Should my ALPS die tomorrow, I’d probably look to vinyl as the “next best thing” to replace it at home. The Cricut Explore will cut it (and print on it for color logos such as the one above). It won’t work for small lettering, though. For that, I’ll have to farm the work out to custom shops; either decals or dry transfers. I would imagine as the cost of the ALPS consumables rise, the cost of custom decal sheets from guys like Stan and Shawmut Car Shops who rely on the ALPS printers will go up accordingly. There will likely be a point where a sheet of decals will be about the same as a sheet of custom dry transfers, so I think the two will become fairly equal options, at least for one-color artwork. (So long as Canada doesn’t ban the chemicals used in the dry transfer process.)
Later,
K
Kevin
I’m on the same train as you with regard to utilization of my ALPS printer, I don’t anticipate anything more than occasional use for my needs. And I suspect most prospective users are on our train too… I fully comprehend your assertion that the MD technology lacks “longevity” at this juncture in time. While consumables maybe an issue in the future; its plausible an aftermarket manufacturer may feel the void. In the meantime I believe I’ve purchased enough cartridges to play with for many years to come… If my printer ceases to print decals, there are a few companies that presently buy them for parts, and the cartridges will likely be worth their present value for years to come if NOT more IMO.
Support is or maybe a problem, yet the ALPS user groups are viable for most of our needs and companies that sell and repair the MD equipment claim to offer their customers support.
There is a fully functional driver that only works with Win 10 and XP, its V2.3.2. The company in Canada that sales and repairs ALPS MD printers has validated it works.
I’m all for a NEW replacement printer capable of producing water slide decals on par with the ALPS Micro Dry technology, hopefully it will come to be sooner than later.
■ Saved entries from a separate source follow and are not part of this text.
PR #330, opened 2024-09-27
Adding tags for Sauce Bindings, and restructuring tag setters so they…

mmerrell:
… append, not overwrite

# One-line summary

> Issue : #1234 (only if appropriate)

## Description
We want to be able to track who is using Sauce Bindings and overall usage. This PR adds that functionality, and makes it so that when you set tags, you append to the existing list, rather than overwriting it.

## Types of Changes
_What types of changes does your code introduce? Keep the ones that apply:_

## Tasks
_List of tasks you will do to complete the PR_
  - [ ] Created Task 1
  - [ ] Created Task 2
  - [ ] To-do Task 3

## Review
_List of tasks the reviewer must do to review the PR_
- [x] Tests
- [ ] Documentation
- [ ] CHANGELOG

## Deployment Notes
These should highlight any db migrations, feature toggles, etc.

### DIFF
--- a/java/main/src/main/java/com/saucelabs/saucebindings/options/SauceLabsOptions.java
+++ b/java/main/src/main/java/com/saucelabs/saucebindings/options/SauceLabsOptions.java
@@ -7,7 +7,6 @@ import com.saucelabs.saucebindings.SauceSession;
 import com.saucelabs.saucebindings.SystemManager;
 import java.net.URL;
 import java.util.*;
-
 import lombok.Getter;
 import lombok.Setter;
 import lombok.experimental.Accessors;
@@ -147,14 +146,13 @@ public class SauceLabsOptions extends BaseOptions {
     } else if ("tags".equals(key)) {
       try {
         List<String> tagsList = (List) value;
-        for (String tag: tagsList) {
+        for (String tag : tagsList) {
           tags.add(tag);
         }
       } catch (ClassCastException e) {
         throw new RuntimeException(e);
       }
-    }
-    else {
+    } else {
       super.setCapability(key, value);
     }
   }
@@ -168,8 +166,8 @@ public class SauceLabsOptions extends BaseOptions {
   }
 
   /**
-   * @deprecated This method is no longer supported
    * @return whether CI is accounted for in code
+   * @deprecated This method is no longer supported
    */
   @Deprecated
   public boolean isKnownCI() {
--- a/java/main/src/main/java/com/saucelabs/saucebindings/options/SauceLabsOptions.java
+++ b/java/main/src/main/java/com/saucelabs/saucebindings/options/SauceLabsOptions.java
@@ -6,10 +6,8 @@ import com.saucelabs.saucebindings.Prerun;
 import com.saucelabs.saucebindings.SauceSession;
 import com.saucelabs.saucebindings.SystemManager;
 import java.net.URL;
-import java.util.Arrays;
-import java.util.HashMap;
-import java.util.List;
-import java.util.Map;
+import java.util.*;
+
 import lombok.Getter;
 import lombok.Setter;
 import lombok.experimental.Accessors;
@@ -44,7 +42,18 @@ public class SauceLabsOptions extends BaseOptions {
   private Boolean recordVideo = null;
   private String screenResolution;
   private String seleniumVersion;
-  private List<String> tags = null;
+
+  public BaseOptions setTags(List<String> tags) {
+    this.tags.addAll(tags);
+    return this;
+  }
+
+  public BaseOptions setTag(String tags) {
+    this.tags.add(tags);
+    return this;
+  }
+
+  private List<String> tags = new ArrayList<>(Arrays.asList("sauce-bindings", "java"));
   private String timeZone;
   private String tunnelIdentifier;
   private Boolean videoUploadOnPass = null;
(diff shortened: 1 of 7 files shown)


java/main/src/main/java/com/saucelabs/saucebindings/options/SauceLabsOptions.java
```diff
@@ -6,10 +6,7 @@
 import com.saucelabs.saucebindings.SauceSession;
 import com.saucelabs.saucebindings.SystemManager;
 import java.net.URL;
-import java.util.Arrays;
-import java.util.HashMap;
-import java.util.List;
-import java.util.Map;
+import java.util.*;
```
titusfortner, line 9: convention is not to use wildcards in imports

java/main/src/main/java/com/saucelabs/saucebindings/options/SauceLabsOptions.java
```diff
@@ -44,7 +41,18 @@ public class SauceLabsOptions extends BaseOptions {
   private Boolean recordVideo = null;
   private String screenResolution;
   private String seleniumVersion;
-  private List<String> tags = null;
+
+  public BaseOptions setTags(List<String> tags) {
+    this.tags.addAll(tags);
```
titusfortner, line 46: What breaks if we do not change the existing behavior for overwriting all tags?

java/main/src/main/java/com/saucelabs/saucebindings/options/SauceLabsOptions.java
```diff
@@ -135,6 +143,15 @@ protected void setCapability(String key, Object value) {
                 prerunMap.put(Prerun.valueOf(keyString), val);
               });
       setPrerun(prerunMap);
+    } else if ("tags".equals(key)) {
```
titusfortner, line 146: Does this need special handling? If setTag() is adding it to current tags field, then doesn't the default getTags() return what we need?

java/main/src/test/java/com/saucelabs/saucebindings/options/ChromeConfigurationsTest.java
```diff
@@ -2,10 +2,7 @@
 
 import com.saucelabs.saucebindings.*;
 import java.time.Duration;
-import java.util.ArrayList;
-import java.util.HashMap;
-import java.util.List;
-import java.util.Map;
+import java.util.*;
```
titusfortner, line 5: convention is not to use wildcards in imports

java/main/src/test/java/com/saucelabs/saucebindings/options/EdgeConfigurationsTest.java
```diff
@@ -2,10 +2,7 @@
 
 import com.saucelabs.saucebindings.*;
 import java.time.Duration;
-import java.util.ArrayList;
-import java.util.HashMap;
-import java.util.List;
-import java.util.Map;
+import java.util.*;
```
titusfortner, line 5: convention is not to use wildcards in imports

java/main/src/test/java/com/saucelabs/saucebindings/options/FirefoxConfigurationsTest.java
```diff
@@ -2,10 +2,7 @@
 
 import com.saucelabs.saucebindings.*;
 import java.time.Duration;
-import java.util.ArrayList;
-import java.util.HashMap;
-import java.util.List;
-import java.util.Map;
+import java.util.*;
```
titusfortner, line 5: convention is not to use wildcards in imports

java/main/src/test/java/com/saucelabs/saucebindings/options/InternetExplorerConfigurationsTest.java
```diff
@@ -2,10 +2,7 @@
 
 import com.saucelabs.saucebindings.*;
 import java.time.Duration;
-import java.util.ArrayList;
-import java.util.HashMap;
-import java.util.List;
-import java.util.Map;
+import java.util.*;
```
titusfortner, line 5: convention is not to use wildcards in imports

java/main/src/test/java/com/saucelabs/saucebindings/options/SafariConfigurationsTest.java
```diff
@@ -2,10 +2,7 @@
 
 import com.saucelabs.saucebindings.*;
 import java.time.Duration;
-import java.util.ArrayList;
-import java.util.HashMap;
-import java.util.List;
-import java.util.Map;
+import java.util.*;
```
titusfortner, line 5: convention is not to use wildcards in imports

java/main/src/test/java/com/saucelabs/saucebindings/options/SauceOptionsTest.java
```diff
@@ -4,10 +4,7 @@
 import java.io.FileInputStream;
 import java.io.InputStream;
 import java.time.Duration;
-import java.util.ArrayList;
-import java.util.HashMap;
-import java.util.List;
-import java.util.Map;
+import java.util.*;
```
titusfortner, line 7: convention is not to use wildcards in imports

titusfortner (changes requested):
So, the main wrench I want to throw into this is.... I think this information should get stored in custom data and not as a tag. For instance, i also want to note what CI tool is getting used, and I want us to differentiate between JUnit5 and JUnit4 and TestNG, etc as well

titusfortner:
@mmerrell interesting, I verified that we can filter on custom data field in Looker. I've also seen that we already have clients that are copying their failure messages into custom data fields at the end of the run, which is interesting.

titusfortner:
Thanks for the work on this, but I'm closing this in favor of #334 since we'd prefer multiple key/value pairs with versions in customData instead of the tag implementation that we originally discussed.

Unfortunately its a niche market, so we’ll have to keep our fingers crossed.
Anybody know how OEM companies that MASS produce water slide decals make it happen?
Michael
“..(So long as Canada doesn’t ban the chemicals used in the dry transfer process.)…”
A company up here supplies requisite chems ?
All Out graphics in Vancouver–not for the chemicals, but they’re a printer I use for custom dry transfers.
Later,
K
I use my wife’s Crickut machine to cut out individual letter from white decal paper, then place them where I want them. I set the letters on a damp paper towel until the decal slides off the paper, then transfer the decal to my model. If I can get this silly picture system to work, I’ll attach a finished product! Wish me luck!
Very interesting on decals… Can the text be larger? Like to have more information Richard. Sometime when you have time to tell us more about it. Like to re-do some building fronts lettering in Wilsonville for the July tour if can.
Here is the photo you were trying to show. Noel
I have used the Cricut to cut out white vinyl, but this is another use, cutting white decal paper.
But the lettering in this picture is not white. Now I’m confused, but it doesn’t take much.